Penúltima página. Capa. Reprodução
Penúltima página. Capa. Reprodução

“Lendo esta série de entrevistas do Vias de Fato, com personagens já tão familiares (Gildomar Marinho, Bruno Azevêdo, Celso Borges, Ricarte Almeida), noto que o amálgama comum a todos eles e a todas as interlocuções é na verdade a ponte cultural que interliga tudo: a curiosidade insaciável de Zema Ribeiro.

Do choro à literatura, do teatro ao boi, da arqueologia cultural à agitação geracional, dos cancionistas aos samurais da edição independente, esgrimindo doses precisas de rigor e senso dionisíaco, os textos nos levam ao bar e à academia, ao terreiro e aos velhos cinemas Éden e Roxy, aos becos e às festas de reggae.

Principalmente, as entrevistas remontam um cenário cultural e social que se mostra imprescindível para compreender a parabolicamará que move o Maranhão, sua antena particular de compreensão do universo pelo filtro da poesia, da linguagem.

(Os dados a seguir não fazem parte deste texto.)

PR #2572, opened 2022-03-11
Automating build-type selection for c-make 

mohamedAdhamc:
This would ask the user to type either "Debug" or "Release" for each respective build. therefore, removing the need to manually change it. At first, I thought of doing this for the original main script but it seems to be causing an issue for appveyor as it stops on the line which requires an input. So to get away from all this mess I just made this a separate one and the original one will be left out for the purpose of the test build to run smoothly and this would be the one provided in the dev-docs 

 Ultimately, if this is to be merged I would update the docs for it and instead provide there this script there mentioning this.

### DIFF
--- a/2-build-msys-cmake -auto.sh
+++ b/2-build-msys-cmake -auto.sh
@@ -2,6 +2,8 @@
 
 export PKG_CONFIG_PATH="${PKG_CONFIG_PATH}:/opt/mlt-7.2.0/lib/pkgconfig"
 mkdir -p cmake-build-msys && cd cmake-build-msys
-cmake -GNinja -DCMAKE_CXX_COMPILER_LAUNCHER=ccache -DCMAKE_C_COMPILER_LAUNCHER=ccache -DCMAKE_INSTALL_PREFIX=./install -DCMAKE_BUILD_TYPE=Release ..
+echo type Debug for debug build, or Release for a release build
+read buildType
+cmake -GNinja -DCMAKE_CXX_COMPILER_LAUNCHER=ccache -DCMAKE_C_COMPILER_LAUNCHER=ccache -DCMAKE_INSTALL_PREFIX=./install -DCMAKE_BUILD_TYPE=$buildType ..
 cmake --build .
 cmake --install . >/dev/null
--- a/2-build-msys-cmake -auto.sh
+++ b/2-build-msys-cmake -auto.sh
@@ -2,8 +2,18 @@
 
 export PKG_CONFIG_PATH="${PKG_CONFIG_PATH}:/opt/mlt-7.2.0/lib/pkgconfig"
 mkdir -p cmake-build-msys && cd cmake-build-msys
+for ((;;))
+do
 echo type Debug for debug build, or Release for a release build
 read buildType
+if [[ $buildType = Debug ]]
+then 
+break
+elif [[ $buildType = Release ]]
+then
+break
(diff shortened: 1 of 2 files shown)


Keyikedalube:
I think this PR is okay because you are committing changes to a custom build bash script that calls in CMake scripts.
The original file `2-build-msys-cmake.sh` already automates most of the heavy build generation.
So creating another is already redundant and unnecessary and also confusing.
Why not just use arguments? That way instead of waiting for the user to type in "Debug"/"Release" just set "Debug" as default choice in case no argument was passed while calling the script.
```
./2-build-msys-cmake.sh           <--- Debug build
./2-build-msys-cmake.sh release   <--- Release build
```

mohamedAdhamc:
> I think this PR is okay because you are committing changes to a custom build bash script that calls in CMake scripts. The original file `2-build-msys-cmake.sh` already automates most of the heavy build generation. So creating another is already redundant and unnecessary and also confusing. Why not just use arguments? That way instead of waiting for the user to type in "Debug"/"Release" just set "Debug" as default choice in case no argument was passed while calling the script.
> 
> ```
> ./2-build-msys-cmake.sh           <--- Debug build
> ./2-build-msys-cmake.sh release   <--- Release build
> ```



> I think this PR is okay because you are committing changes to a custom build bash script that calls in CMake scripts. The original file `2-build-msys-cmake.sh` already automates most of the heavy build generation. So creating another is already redundant and unnecessary and also confusing. Why not just use arguments? That way instead of waiting for the user to type in "Debug"/"Release" just set "Debug" as default choice in case no argument was passed while calling the script.
> 
> ```
> ./2-build-msys-cmake.sh           <--- Debug build
> ./2-build-msys-cmake.sh release   <--- Release build
> ```
Well the idea  was that ./2-build-msys-cmake.sh automatically runs the Release build and the only way to run the debug build was to open it and manually change 
-DCMAKE_BUILD_TYPE=Release
into
-DCMAKE_BUILD_TYPE=Debug

mohamedAdhamc:
> I think this PR is okay because you are committing changes to a custom build bash script that calls in CMake scripts. The original file `2-build-msys-cmake.sh` already automates most of the heavy build generation. So creating another is already redundant and unnecessary and also confusing. Why not just use arguments? That way instead of waiting for the user to type in "Debug"/"Release" just set "Debug" as default choice in case no argument was passed while calling the script.
> 
> ```
> ./2-build-msys-cmake.sh           <--- Debug build
> ./2-build-msys-cmake.sh release   <--- Release build
> ```

Hey @Keyikedalube I made another verision using arguments should I submit it here and remove this ?

Keyikedalube:
I tagged @ice0 for his approval.

I only gave my opinion on why using arguments would be an improvement over duplicated build scripts. Still, final approval goes through him. Wait for him to respond OK.

mohamedAdhamc:
> I tagged @ice0 for his approval.
> 
> I only gave my opinion on why using arguments would be an improvement over duplicated build scripts. Still, final approval goes through him. Wait for him to respond OK.

Oh ok then I guess I can submit it as a separate proposal and tag it here so he can review them both at the same time. Anyway, thanks for the feedback  :)

mohamedAdhamc:
#2573 for the other approach which maybe the more efficient one.

Keyikedalube:
Closing this in favor of #2573

PR #2573, opened 2022-03-12
Added the ability to set the build type from the command line to the 2-build-msys-cmake.sh script

mohamedAdhamc:
this way 
./2-build-msys-cmake.sh    
runs release build which is the default because as @ice0  mentioned "Currently we use Release build on the Windows as default just because of long linking time for Debug build"
and 
./2-build-msys-cmake.sh debug
runs debug build

### DIFF
--- a/2-build-msys-cmake.sh
+++ b/2-build-msys-cmake.sh
@@ -2,13 +2,22 @@
 
 export PKG_CONFIG_PATH="${PKG_CONFIG_PATH}:/opt/mlt-7.2.0/lib/pkgconfig"
 mkdir -p cmake-build-msys && cd cmake-build-msys
-if [[ $1 = debug ]]
-then 
-cmake -GNinja -DCMAKE_CXX_COMPILER_LAUNCHER=ccache -DCMAKE_C_COMPILER_LAUNCHER=ccache -DCMAKE_INSTALL_PREFIX=./install -DCMAKE_BUILD_TYPE=Debug ..
+mode="Release"
+if [[ -n $1 ]] 
+then
+ for ((;;)); do
+   if [[ $1 = Debug ]]
+   then
+   mode=$1
+   else 
+   echo type Debug for debug build
+   read mode
+   fi
+   if [[ $mode = Debug ]]
+   then break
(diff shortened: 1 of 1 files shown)


ice0:
@mohamedAdhamc 

You can improve script in this way:
```
mode="Release"
if [ -n $1 ]; then
    mode=$1
fi

...
cmake -GNinja ... -DCMAKE_BUILD_TYPE=${mode} ..
```

mohamedAdhamc:
> @mohamedAdhamc
> 
> You can improve the script in this way:
>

As políticas da perseverança e da honestidade intelectual permeiam tudo, da compreensão profunda de Ricarte (“As pessoas vivem e morrem à míngua”) à visão cósmica de Celso Borges, leitor de coisas intangíveis, como a revista Coyote.

Haicais e boutades escorrem desses saborosos textos. “Eu não conserto versos por conveniência”, decreta Gildomar Marinho. É uma complexa teia de análise, mas, por um motivo de puro mistério, não é possível, na leitura dos textos, dissociar política de música, literatura de combate, visionarismo de consciência.

Leia e seja mais um destrambelhado conosco.”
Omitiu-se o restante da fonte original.